# shark fishing fort pickens?



## southern yakker (Jun 25, 2012)

Im thinking about hitting fort pickens this weekend for sharks and know basically what to do but just need a few pointers. im probably going to bring my kayak out to paddle the baits out but where would be the best place to put the baits, at the pass or before at the channel? Is the best way to keep the bait down to get some light line and a heavy object that breaks off when a shark hits or to use pyramids or sputniks? ive heard to wrap the hook in electrical tape so the shark doesn't feel the hook but does that matter?would the best time be at night or during the day? Any other advice would be appreciated I am just now trying to start targeting sharks and not get them on accident.


----------



## devinsdad (Mar 31, 2010)

You are right about taping the hooks. Makes for many more solid hookups. If the surf is rough, I would fish the inshore side of Pickens. Water gets deep pretty quickly and there are some big sharks there. The current in the Pass moves pretty quick and you have to get the bait out pretty far to get into some deep water.
We use a 4oz to 80z pyramid sinker above the leader and very few times has more weight been needed. Night always seems to be better but they are there during daylight hours as well, I just think they feed better at dusk & dawn.
Good luck and keep us posted!


----------



## southern yakker (Jun 25, 2012)

devinsdad said:


> You are right about taping the hooks. Makes for many more solid hookups. If the surf is rough, I would fish the inshore side of Pickens. Water gets deep pretty quickly and there are some big sharks there. The current in the Pass moves pretty quick and you have to get the bait out pretty far to get into some deep water.
> We use a 4oz to 80z pyramid sinker above the leader and very few times has more weight been needed. Night always seems to be better but they are there during daylight hours as well, I just think they feed better at dusk & dawn.
> Good luck and keep us posted!


With the electrical tape should I do just one wrap or multiple and do I just wrap it to the barb? I'll keep a live report when I go I'm should be out this weekend


----------



## devinsdad (Mar 31, 2010)

A single wrap is fine. Wrap from the eys of the hook to the barb. I am out of commission this weekend due to a funeral but keep us posted. I hope to see a big shark report tomorrow morning.

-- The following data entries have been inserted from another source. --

PR #1643, opened 2018-06-28
Sugar Free CCH

zmoore-usgs:
- Removed SugarJS: It was pretty heavily used however many of the features we were using have since been added (or had equivalent functionality added) to base JavaScript and after going through:  https://github.com/andrewplummer/sugar-object/blob/master/CAUTION.md it looked like upgrading would be just about as much work as just ripping it out.

Due to the way things in Sugar extended base objects and in some cases overloaded the names of base JS functions it was very difficult to find everything so I'm not absolute sure at this point that I've found all of the pieces that need to get ripped out, but at this point I'm at least not seeing any errors and I'm getting the behavior I expect (at least in everything I've tested so far).

Some things are made even more difficult because the behavior can vary based on the underlying object being operated upon. For example, both jQuery and SugarJS add a `.last()` method for objects. jQuery's works only on jQuery objects, and Sugar's works on Arrays. In some cases we didn't follow consistent naming conventions and where most jQuery variables are named with a `$` in front, some weren't so I replaced their `.last()` call with `.slice(-1)` when I shouldn't have. I think I've corrected those, but it's possible there are still others I've missed.

I'm going to continue mucking around in this a bit more between Sprint 0 meetings but I wanted to get it up for review early because it's starting to sprawl a bit.

### DIFF
--- a/coastal-hazards-portal/pom.xml
+++ b/coastal-hazards-portal/pom.xml
@@ -218,10 +218,6 @@
 		</dependency>
 		<dependency>
 			<groupId>org.webjars</groupId>
-			<artifactId>sugar</artifactId>
-		</dependency>
-		<dependency>
-			<groupId>org.webjars</groupId>
 			<artifactId>openlayers</artifactId>
 		</dependency>
 		<dependency>
--- a/coastal-hazards-portal/src/main/webapp/js/cch/objects/Item.js
+++ b/coastal-hazards-portal/src/main/webapp/js/cch/objects/Item.js
@@ -87,11 +87,17 @@ CCH.Objects.Item = function (args) {
 			// If I have children, load those as well
 			var setLoaded = function (evt, args) {
 				if (!me.loaded) {
-					var loadedItemIsChild = me.children.findIndex(function (childId) {
-						return childId === args.id;
-					}) !== -1,
-							childItems = [],
-							allLoaded;
+					var loadedItemChildIndex = -1;
+					me.children.some(function (childId, index) {
+						if(childId === args.id) {
+							loadedItemChildIndex = index;
+							return true;
+						}
+					});
+
+					var loadedItemIsChild = loadedItemChildIndex !== -1, 
+						childItems = [],
+						allLoaded;
 					if (loadedItemIsChild) {
 						me.children.forEach(function (childId) {
 							var childItem = CCH.items.getById({id: childId});
@@ -101,9 +107,14 @@ CCH.Objects.Item = function (args) {
 						});
 
 						if (childItems.length === me.children.length) {
-							allLoaded = childItems.findIndex(function (childItem) {
-								return !childItem.loaded;
-							}) === -1;
+							var unloadedIndex = -1;
+							childItems.some(function (childItem, index) {
+								if(!childItem.loaded) {
+									unloadedIndex = index;
+									return true;
+								}
+							});
+							allLoaded = unloadedIndex === -1;
 							if (allLoaded) {
 								me.loaded = true;
 								CCH.LOG.debug('Item.js::init():Item ' + me.id + ' finished initializing.');
@@ -251,8 +262,12 @@ CCH.Objects.Item = function (args) {
 			}
 		} else {
 			if (me.ribboned && me.parent && me.parent.ribboned) {
-				index = me.parent.children.findIndex(function (childId) {
-					return me.id === childId;
+				index = -1;
+				me.parent.children.some(function (childId, indx) {
+					if(me.id === childId) {
+						index = indx;
+						return true;
+					}
 				});
 				index += 1;
 				if (index > layers.length + 1) {
@@ -339,8 +354,12 @@ CCH.Objects.Item = function (args) {
 			layerName = aggregationName + this.id;
 
 			if (me.ribboned && me.parent && me.parent.ribboned) {
-				index = me.parent.children.findIndex(function (childId) {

Also, any bait you have, keep it off the ice directly. The chlorine in the water used to make the ice will soak into the bait and sharks can sense the smell. No natural bait has a chlorine smell or taste. Wrap your baits in plastic before icing down. Sharks can smell the difference.


----------



## southern yakker (Jun 25, 2012)

Thanks for the advice. I'll be heading out tomorrow morning with some stingrays I can hopefully catch tonight.


----------



## LUPilot (Apr 10, 2012)

Definitely keep us posted! I'm hoping to get one more sharking trip in before i have to move next week!


----------



## southern yakker (Jun 25, 2012)

Look at the hot fishing spots thread under piers and bridges tomorrow and I will post there.I'm hoping to finally get in a shark that is over 3 feet long tomorrow.


----------



## Hopin4aboat (Jul 5, 2009)

southern yakker said:


> Look at the hot fishing spots thread under piers and bridges tomorrow and I will post there.I'm hoping to finally get in a shark that is over 3 feet long tomorrow.


3 feet is absolutely perfect for eating!!


----------



## southern yakker (Jun 25, 2012)

Hopin4aboat said:


> 3 feet is absolutely perfect for eating!!


I've never tried shark bit I've heard some species are really good. I mainly fish for fun


----------



## southern yakker (Jun 25, 2012)

I think its still a little too early for them to come in decent numbers. We have no run in the 7 hours we were out there.


----------



## AVIDfisherman (Jan 31, 2013)

southern yakker said:


> I think its still a little too early for them to come in decent numbers. We have no run in the 7 hours we were out there.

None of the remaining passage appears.